🤖 AI Summary
This work addresses the challenges of high communication overhead and insufficient robustness to channel fluctuations and noisy inputs in multimodal inference under bandwidth-constrained wireless edge environments. The authors propose a three-stage communication-aware distributed learning framework: first, local multimodal self-supervised pretraining initializes encoders without device–server interaction; second, evidence-based fusion enables distributed fine-tuning; and third, an uncertainty-guided feedback mechanism dynamically balances communication efficiency and inference accuracy.
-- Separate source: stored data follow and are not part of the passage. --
PR #1324, opened 2024-10-15
feat: introduces a new `--cidr` command line flag

ricardomaraschini:

This commit introduces the `--cidr` flag. This flag is meant to replace the `--pod-cidr` and `--service-cidr` flags (these are now hidden). When provided `--cidr` must be equal or larger than a `/16` and half of the IPs go to the pod network while the other half goes to the service network.

The default value for `--cidr` is defined as `10.244.0.0/16` resulting in pods getting the `10.244.0.0/17` and services getting the `10.244.128.0/17` network addresses.

```release-note
Introduced the new --cidr flag, this flag defines both Pod and Service network addresses (half each).
```


pkg/netutils/nets_test.go
```diff
@@ -0,0 +1,168 @@
...
+			a:    "192.168.0.0/23",
+			b:    "192.168.2.0/24",
+			want: false,
+		},
+	} {
+		t.Run(tt.name, func(t *testing.T) {
+			got, _, err := NetworksAreAdjacentAndSameSize(tt.a, tt.b)
+			assert.NoError(t, err)
+			assert.Equal(t, tt.want, got)
+		})
```
laverya, line 135: can we test the returned value here too? Writing it out to a string might make this easier

e2e/install_test.go
```diff
@@ -951,7 +950,15 @@ func TestSingleNodeAirgapUpgradeCustomCIDR(t *testing.T) {
...
 	// ensure that the cluster is using the right IP ranges.
 	t.Logf("%s: checking service and pod IP addresses", time.Now().Format(time.RFC3339))
-	if stdout, stderr, err := tc.RunCommandOnNode(0, []string{"check-cidr-ranges.sh", "^10.128.[0-9]*.[0-9]", "^10.129.[0-9]*.[0-9]"}); err != nil {
+
+	// we have used --cidr 192.168.0.0/16 during install time so pods are
+	// expected to be in the 192.168.0.0/17 range while services are in the
+	// 192.168.128.0/17 range. i.e. pods are in 192.168.0-127.* while
+	// services in 192.168.128-254.*.
+	podregex := `192\.168\.\([0-9]\|[1-9][0-9]\|12[0-7]\)\.`
+	svcregex := `192\.168\.\(12[8-9]\|1[3-9][0-9]\|[2-5][0-9][0-9]\)\.`
```
laverya, line 959: these regexes sound like a great argument for using the same ranges as the original test, ooof

ricardomaraschini: Those are not supported as we require at least a /16.

pkg/netutils/nets_test.go
ricardomaraschini: I will be opening a PR with this.

PR #1326, opened 2024-10-15
Unhide air gap and alphabetize flags

ajp-io:

I realized the air gap flags are still hidden, so I unhid those. I also alphabetized the CLI flags in the help menus so they're easier to read. The CIDR and proxy flags are from functions, so those didn't get alphabetized. Ultimately I'd like them to be alphabetized, but I didn't bother to rework those functions.

NONE

```release-note
Unhides the `--airgap-bundle` flag for the `install`, `join`, and `restore` commands.
```

NONE


ajp-io:
For example:
Screenshot 2024-10-15 at 11 35 55 AM

laverya (approved):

By integrating uncertainty awareness into multimodal edge inference for the first time, the method significantly reduces communication rounds and improves accuracy on RGB–depth indoor scene classification tasks, while demonstrating superior robustness over existing self-supervised and fully supervised approaches under modality dropout or channel perturbations.
📝 Abstract
Semantic communication is emerging as a key enabler for distributed edge intelligence due to its capability to convey task-relevant meaning. However, achieving communication-efficient training and robust inference over wireless links remains challenging. This challenge is further exacerbated for multi-modal edge inference (MMEI) by two factors: 1) prohibitive communication overhead for distributed learning over bandwidth-limited wireless links, due to the \emph{multi-modal} nature of the system; and 2) limited robustness under varying channels and noisy multi-modal inputs. In this paper, we propose a three-stage communication-aware distributed learning framework to improve training and inference efficiency while maintaining robustness over wireless channels. In Stage~I, devices perform local multi-modal self-supervised learning to obtain shared and modality-specific encoders without device--server exchange, thereby reducing the communication cost. In Stage~II, distributed fine-tuning with centralized evidential fusion calibrates per-modality uncertainty and reliably aggregates features distorted by noise or channel fading. In Stage~III, an uncertainty-guided feedback mechanism selectively requests additional features for uncertain samples, optimizing the communication--accuracy tradeoff in the distributed setting. Experiments on RGB--depth indoor scene classification show that the proposed framework attains higher accuracy with far fewer training communication rounds and remains robust to modality degradation or channel variation, outperforming existing self-supervised and fully supervised baselines.